Ultracapacitors could also be useful in a very different type of hybrid vehicle called a microhybrid, says Andrew Burke, a research engineer at the Institute of Transportation Studies at UC Davis. As designed today, these vehicles use small electric motors and batteries to augment a gasoline engine, allowing the engine to switch off every time the car comes to a stop and restart when the driver hits the accelerator. A microhybrid’s batteries can also capture a small part of the energy that is typically wasted as heat during braking. Because ultracapacitors can quickly charge and discharge without being damaged, it would be possible to design microhybrids to make much greater use of an electric motor, providing short bursts of power whenever needed for acceleration. They could also collect more energy from braking. According to computer simulations performed by Burke, such a system would improve the efficiency of a conventional engine by 40 percent during city driving. Conventional microhybrids only improve efficiency by 10 to 20 percent.
In both plug-in hybrids and microhybrids, ultracapacitors would offer improved cold weather performance, since they do not rely on chemical reactions that slow down in the cold. “In very cold weather, you have to heat the battery, or you can’t drive very fast–you’d have very low acceleration,” Bohn says. In contrast, ultracapacitors could provide fast acceleration even in cold temperatures.
Mark Verbrugge, director of the materials and processes lab at GM, says that of the two uses for ultracapacitors, it will be easier to use them in microhybrids. In this case, he says, ultracapacitors would simply replace batteries, since they store enough energy to augment the gasoline engine without the help of batteries. In plug-in hybrids, which require much more energy, ultracapacitors would need to be paired with batteries, and this would require complex electronics to coordinate between the two energy storage devices. “By and large, you never want to add parts to a car,” he says. “You want the simplest system possible” so that there are fewer things to go wrong.

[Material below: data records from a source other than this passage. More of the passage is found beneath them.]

PR #3039, opened 2026-04-22
fix: find_dynamic_limitations_from_cli overwrites instead of OR-ing

### LINKED ISSUE #3019: bug: find_dynamic_limitations_from_cli overwrites instead of OR-ing
## Description

In `find_dynamic_limitations_from_cli`, the loop assigns `found_dynamic_limitation` on each iteration rather than accumulating with `|=`. If the first extractor matches a limitation rule but a later extractor does not, the final value is `False` and the limitation is silently dropped. The same overwrite pattern exists in `find_static_limitations_from_cli`.

```python
# capa/main.py:805-808
found_dynamic_limitation = False
for file_extractor in file_extractors:
    pure_dynamic_capabilities = find_file_capabilities(rules, file_extractor, {})
    found_dynamic_limitation = has_dynamic_limitation(rules, pure_dynamic_capabilities)  # overwrites each time
```

## Callers

- `capa/main.py:1024` (called when `input_format in DYNAMIC_FORMATS`)

## Proposed fix

Accumulate with `|=`:

```python
found_dynamic_limitation = False
for file_extractor in file_extractors:
    pure_dynamic_capabilities = find_file_capabilities(rules, file_extractor, {})
    found_dynamic_limitation |= has_dynamic_limitation(rules, pure_dynamic_capabilities)
    if found_dynamic_limitation:
        break  # optional early exit
```

Apply the same fix to `find_static_limitations_from_cli` at line 784.

williballenthin:
Closes #3019

### DIFF
--- a/CHANGELOG.md
+++ b/CHANGELOG.md
@@ -12,6 +12,8 @@
 
 ### Bug Fixes
 
+- fix: find_dynamic_limitations_from_cli overwrites instead of OR-ing @williballenthin #3019
+
 ### capa Explorer Web
 
 ### capa Explorer IDA Pro plugin
--- a/capa/main.py
+++ b/capa/main.py
@@ -781,7 +781,7 @@ def find_static_limitations_from_cli(args, rules: RuleSet, file_extractors: list
 
         # file limitations that rely on non-file scope won't be detected here.
         # nor on FunctionName features, because pefile doesn't support this.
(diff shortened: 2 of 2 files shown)


williballenthin (commented):
lgtm

williballenthin:

PR #3040, opened 2026-04-22
fix: optimizer doesn't recurse into And/Or/Some children

### LINKED ISSUE #3020: bug: optimizer doesn't recurse into And/Or/Some children
## Description

`optimize_statement` sorts the children of `And`, `Or`, and `Some` by cost but immediately returns without recursing into those children. The `Not`/`Range` branch on line 66 correctly calls `optimize_statement(statement.child)`, but the `And`/`Or`/`Some` branch on line 62 does not. Any rule with nested compound statements (e.g. `And([Or([Substring, Arch]), ...])`) leaves the inner `Or` unsorted.

```python
# capa/optimizer.py:62-68
if isinstance(statement, (ceng.And, ceng.Or, ceng.Some)):
    statement.children = sorted(statement.children, key=get_node_cost)
    return                          # children themselves never optimized
elif isinstance(statement, (ceng.Not, ceng.Range)):
    optimize_statement(statement.child)  # correctly recurses
    return
```

## Callers

- `capa/optimizer.py:77`: `optimize_rule` calls `optimize_statement(rule.statement)`, one level deep
- `capa/rules/__init__.py:1436`: `optimize_rules` called at rule load time for all rules

## Proposed fix

After sorting, recurse into each child:

```python
if isinstance(statement, (ceng.And, ceng.Or, ceng.Some)):
    statement.children = sorted(statement.children, key=get_node_cost)
    for child in statement.children:
        optimize_statement(child)
    return
```

williballenthin:
Closes #3020

### DIFF
--- a/CHANGELOG.md
+++ b/CHANGELOG.md
@@ -12,6 +12,8 @@
 
 ### Bug Fixes
 
+- fix: optimizer doesn't recurse into And/Or/Some children @williballenthin #3020
+
 ### capa Explorer Web
 
 ### capa Explorer IDA Pro plugin
--- a/capa/optimizer.py
+++ b/capa/optimizer.py
@@ -62,6 +62,8 @@ def optimize_statement(statement):
     if isinstance(statement, (ceng.And, ceng.Or, ceng.Some)):
         # has .children
         statement.children = sorted(statement.children, key=get_node_cost)
+        for child in statement.children:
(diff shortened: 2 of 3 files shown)


williballenthin (commented):
lgtm

williballenthin:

For ultracapacitors to be practical in microhybrids, Verbrugge says, the cost of making them has to decrease by about half, which may be possible because many parts of the manufacturing process for large ultracapacitors aren’t yet automated. But to justify the added complexity in plug-in hybrids, he says, the entire system would have to cost significantly less than using batteries alone.
The researchers at Argonne have already taken steps toward proving that ultracapacitors can provide these savings, having shown that they reduce the heat stress placed on batteries by a third. They are continuing to test ultracapacitors to demonstrate that they can make batteries last longer, which would allow automakers to use smaller batteries and save money.